- WHAT TO WORK ON: Work out how many lines in the data below include "else", then reply with that number only.

- GIVEN RECORDS:
>>>>
PR #4946, opened 2016-02-22
Added the --no-install option to the composer udpate

Toflar:
Hi everybody,

I've added the option to pass `--no-install` to `composer update` so it does solve the dependencies, writes the `composer.lock` file but does not effectively download all the packages.

Why?
Composer gets more and more attention and for us php developers it's a must-have for many years already. However, there are a lot of content management systems still providing their own plugin system with their own package/extension/module managers and they slowly start to migrate or find solutions on how to make use of Composer and use it for their own plugin systems.
Now, the thing is, a `composer update` uses a lot of memory and for us developers it's not a real issue because we execute that command locally anyway. However, I guess the majority of all these plugin managers of the respective CMS (or be it whatever software you want to) have been executed on the web server itself, right? The old way of doing stuff was uploading the php files to your server and then call some `install.php` or `config.php` do setup the system and load or install extensions/plugins to it.

These times have long gone for us developers. We use deployment scripts, CI servers and software etc. But for a lot of smaller software and rather regular users of those systems, things haven't changed much. They don't want to use the command line and they certainly don't want to install locally and deploy the data using scripts they have to configure.
So we still have to provide some kind of GUI and web installer which we can build on top of Composer. It's not an easy task but it is certainly feasible. However, I think we all agree that a `composer update` command requires a lot more RAM than you would normally expect a regular shared hosting to provide and it's not needed quite frankly because a `composer update` !== delivery of a regular website.
However, `composer update` is the only thing that really needs a lot of RAM. If you already have a `composer.lock` and just call `composer install` you obviously won't have any memory issues normally.

This leads me to this PR. It's the foundation for any cloud based solution (`config/platform` already exists to mock a given platform) or anything else that resolves the dependencies using `composer update` and delivers the `composer.lock` so you can later install the dependencies using `composer install` yourself on the target server (like any deployment tool does as well). Whether it's a cloud based solution or you execute the command on your local computer and upload the `composer.lock` manually later doesn't really matter. In these cases it's just useless to download all the packages because you simply don't need them :smile: 

It's my first PR for Composer, so please bear with me if I completely forgot about a use case. And please, if somebody could give me a hint on how I can integrate a unit test for this in the existing test suite, please feel free. I'm a bit lost in the mass of fixtures :smile:

### DIFF
--- a/src/Composer/Command/UpdateCommand.php
+++ b/src/Composer/Command/UpdateCommand.php
@@ -52,6 +52,7 @@ class UpdateCommand extends Command
                 new InputOption('verbose', 'v|vv|vvv', InputOption::VALUE_NONE, 'Shows more details including new commits pulled in when updating packages.'),
                 new InputOption('optimize-autoloader', 'o', InputOption::VALUE_NONE, 'Optimize autoloader during autoloader dump.'),
                 new InputOption('classmap-authoritative', 'a', InputOption::VALUE_NONE, 'Autoload classes from the classmap only. Implicitly enables `--optimize-autoloader`.'),
+                new InputOption('no-install', null, InputOption::VALUE_NONE, 'Whether to skip installation of the package dependencies (only writes the composer.lock file).'),
                 new InputOption('ignore-platform-reqs', null, InputOption::VALUE_NONE, 'Ignore platform requirements (php & ext- packages).'),
                 new InputOption('prefer-stable', null, InputOption::VALUE_NONE, 'Prefer stable versions of dependencies.'),
                 new InputOption('prefer-lowest', null, InputOption::VALUE_NONE, 'Prefer lowest versions of dependencies.'),
@@ -149,6 +150,7 @@ EOT
             ->setIgnorePlatformRequirements($input->getOption('ignore-platform-reqs'))
             ->setPreferStable($input->getOption('prefer-stable'))
             ->setPreferLowest($input->getOption('prefer-lowest'))
+            ->setNoInstall($input->getOption('no-install'))
         ;
 
         if ($input->getOption('no-plugins')) {
--- a/src/Composer/Installer.php
+++ b/src/Composer/Installer.php
@@ -113,6 +113,7 @@ class Installer
     protected $ignorePlatformReqs = false;
     protected $preferStable = false;
     protected $preferLowest = false;
+    protected $noInstall = false;
     /**
      * Array of package names/globs flagged for update
      *
@@ -168,8 +169,12 @@ class Installer
         gc_collect_cycles();
         gc_disable();
 
-        if ($this->dryRun) {
-            $this->verbose = true;
+        if ($this->dryRun || $this->noInstall) {
+            if ($this->dryRun) {
+                $this->verbose = true;
+            } else {
+                $this->dumpAutoloader = false;
+            }
             $this->runScripts = false;
             $this->installationManager->addInstaller(new NoopInstaller);
             $this->mockLocalRepositories($this->repositoryManager);
@@ -219,13 +224,13 @@ class Installer
                 return $res;
             }
         } catch (\Exception $e) {
-            if (!$this->dryRun) {
+            if (!($this->dryRun || $this->noInstall)) {
                 $this->installationManager->notifyInstalls($this->io);
             }
 
             throw $e;
         }
-        if (!$this->dryRun) {
+        if (!($this->dryRun || $this->noInstall)) {
             $this->installationManager->notifyInstalls($this->io);
         }
 
@@ -1482,6 +1487,24 @@ class Installer
     public function setPreferLowest($preferLowest = true)
     {
         $this->preferLowest = (boolean) $preferLowest;
+
+        return $this;
+    }
+
+    /**
+     * Should packages be installed?
+     *
+     * Call this if you want Composer to update the composer.lock but not
+     * effectively download the packages from the respective sources.
+     * Useful if you want to call "composer install" later.
+     *
+     * @param boolean $noInstall
+     *
+     * @return Installer
+     */
+    public function setNoInstall($noInstall = true)
+    {
+        $this->noInstall = $noInstall;
 
         return $this;
     }


alcohol:
I'm sorry, but I really don't see the use-case here. Why would you want to update your lock file locally but not update your vendor directory?

Toflar:
Because you want to outsource the heavy load of dependency resolving. So on my web server I still want to use `composer install` because I can use all `scripts` that e.g. create symlinks. However, a `composer update` does not work there because of memory limits. I would thus like to outsource the `composer update` command onto a more powerful computer (be it locally or wherever) so I can then fetch (in case of an API) or upload (in case you do it locally) the `composer.lock` and then do a regular `composer install` from my web server. In the case of "composer dependency resolving as a service" you possibly don't want to download the vendor directory. It's just a completely useless load for GitHub and all the other package providers. Do you understand? :)

curry684:
What @alcohol is hinting at is that `composer update` is usually followed by rigid testing, both unit tests and manual, to ensure nothing is broken by the newly updated packages. What you are suggesting here is breaking sane development workflow and promoting see-no-evil prayer-based deployment.

Besides that, you should be aware that this implicitly 'nukes' your local install as it implies you voluntarily request discrepancies between the lockfile and the physically installed packages. I'm not sure we should want to have commands and options that explicitly boil down to bringing your project into a incoherent state.

alcohol:
Exactly what @curry684 said. I don't understand why you would want to locally update your lock file but not your actual dependencies, and then subsequently blindly upload this new lock file and run a `composer install` on **production** without actually knowing if things will work or explode in your face.

The normal flow of doing a `composer update` locally, verifying and then uploading + running `composer install` on production (while also not recommended and personally I frown upon it) is more than sufficient.

Toflar:
I don't really think you all got the main point of this :-) You keep thinking the way we developers do but that's not what this situation is all about. Obviously when we are writing our libraries and unit tests and have our dependencies then we all need all our vendors in a matrix from highest to lowest dependency and stuff. This is all just fine (and besides: as this is a simple option it doesn't change anything in your workflow anyway. You don't have to use it ;-)).

So let me try to give you some more background again:
I'm talking about package managers for end users. The guys that don't code. The guys that don't know about Composer and don't care about unit tests. Those guys that use our extensions to systems like Wordpress, Drupal and Co. All of those systems provide some sort of plugin system and all of those thus need to resolve dependencies. But what these guys want to do is click on an "install" button and the plugin system does the rest.

The "verification process" you talk about is very often not done on a localhost. A lot of people just have a second web instance where they install and update dependencies. Then they click around and check if everything works before they do the same on the production system or move the vendor directory after the update ;-)

It's about everything else than "sane development workflow and promoting see-no-evil prayer-based deployment" :-) It's a different use case here as we're talking about some plugin system.

alcohol:
> The "verification process" you talk about is very often not done on a localhost. A lot of people just have a second web instance where they install and update dependencies. Then they click around and check if everything works before they do the same on the production system or move the vendor directory after the update ;-)

I don't see how a `--no-install` option has any use for the above case? It reads to me like you first do an upgrade on your "test" system, and then run an install on your "production" system?

Toflar:
No, you do this:

1. Client: Instead of calling `composer update`, call the API with your `composer.json`, `installed.json` and your platform information (`config/platform` in `composer.json`).
2. Server: Resolve using the information from the client **without** actually downloading the vendors (`composer update --no-install`) and responding new `composer.lock`
3. Client: `composer install` with the new `composer.lock`
4. Client: Testing installation
5. Client: If everything's fine, deploy to `prod`.

Again, the whole point about this is to outsource the resolving to a more powerful host.

curry684:
But how is that not what @alcohol and I are saying? This boils down to screwing the client, who is an incompetent developer in your scenario, over with an untested combination of packages.

What happens if 5 fails? He's going to call you, and you'll just restart at step 1 until the client reports success?

Toflar:
I don't really get what you are trying to tell me, to be honest. It's not about my clients at all and nobody's calling me for anything of this? It's about the millions of users that install plugins to a CMS, a CRM or be it whatever software written in PHP you might think of.

I try it again: Every software provides a plugin system. Normally, you have your back end where you manage your installation and install/uninstall plugins, right? So quite frankly, why would anyone not want to build their plugin management system on top of Composer given the fact that it provides access to all PHP libraries out there and can handle dependencies perfectly?

We built a plugin manager (a GUI) on top of Composer and everything works. It installs all the dependencies just fine. The only thing that does not work is the dependency resolving because of resource limits. That's why I want to outsource it :-) I don't get how this is in any case related to breaking your system.

alcohol:
I think I understand his use-case. But it seems a bit overly complicated due to the amount of systems involved;

1. some CMS submits an API call to "dependency solver system" (providing relevant data, e.g. composer.json/installed.json/etc - like he mentioned),
2. dependency solver does a dry-run install and generates the resulting .lock file, sending it back as a result to the API call,
3. CMS now uses said lock file to do an install on a targetted test environment,
4. user verifies test environment, and if all is well...
5. CMS now uses said lock file to do an install on a targetted production environment.

Along those lines, or am I mistaken @Toflar ?

Toflar:
@alcohol You got it perfectly right. It resolves based on settings and platform information from the client and just sends back what the client should install then. Composer still runs on the client, it just does not do any `composer update`. It only executes `composer install` which obviously doesn't use that much memory :-)

Everything is already possible today, the dependency resolver just wastes resources because it doesn't need to download the packages :-) Basically, with my PR a `composer update` can be split into `composer update --no-install && composer install` :-)

curry684:
Ok, but does that warrant a command line option for everyone in the world? Isn't it more practical to include the composer/composer package in the solver system and execute this code there?

Toflar:
Of course I will do this, if it's not accepted. No problem at all :-)

Seldaek:
Given that what you're doing there requires building up a whole server infrastructure for the resolving of dependencies, I think requiring composer/composer as dependency and doing things there how you want it makes more sense than adding a flag for anyone to shoot themselves in the foot with :)

Toflar:
I agree :-) Thanks for the constructive feedback everyone!

PR #4951, opened 2016-02-23
RepositoryManager::prependRepository()

franzliedke:
This method is useful for dynamically adding repositories with higher priority than Packagist, e.g. from a Composer plugin.

Use case:
This would allow me to finally finish the new version of my [Studio plugin](https://github.com/franzliedke/studio) for Composer. It essentially allows installing project dependencies from a local path repository, without editing the composer.json file (as that is checked into Git, and only project maintainers may want such a setup). We have found this to be very useful over at Flarum: In our working copy, the flarum/flarum project requires the flarum/core project as well as several bundled extensions (all installed with Composer), and developing them from within the vendor folder is no fun. Thus, this solution was born.

@alcohol You may remember me asking questions about this stuff at the #composer-dev channel some time before Christmas.

### DIFF
--- a/src/Composer/Repository/RepositoryManager.php
+++ b/src/Composer/Repository/RepositoryManager.php
@@ -90,6 +90,18 @@ class RepositoryManager
     }
 
     /**
+     * Adds a repository to the beginning of the chain
+     *
+     * This is useful when injecting additional repositories that should trump Packagist, e.g. from a plugin.
+     *
+     * @param RepositoryInterface $repository repository instance
+     */
+    public function prependRepository(RepositoryInterface $repository)
+    {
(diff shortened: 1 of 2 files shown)


RemiCollin:
:+1:

alcohol:
Would be great if you could add a unit test for this.

franzliedke:
@alcohol Added the test.

alcohol:
Thanks

franzliedke:
Awesome, thanks so much. Quick question: How are these rolled out? Are they available immediately with a `composer selfupdate`?

franzliedke:
Never mind. Just tried it. ;)

alcohol:
Yes. :-)

PR #4952, opened 2016-02-23
Fix for the unix bin proxy on cygwin if the directory contains spaces

Jos635:
Without the quotes cygpath will interpret the filename (containing spaces) as two or more different files. This results in the value of $dir being incorrect, which in turn causes the command to fail.


Seldaek:
Thanks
<<<<
- ANSWER BOX: 3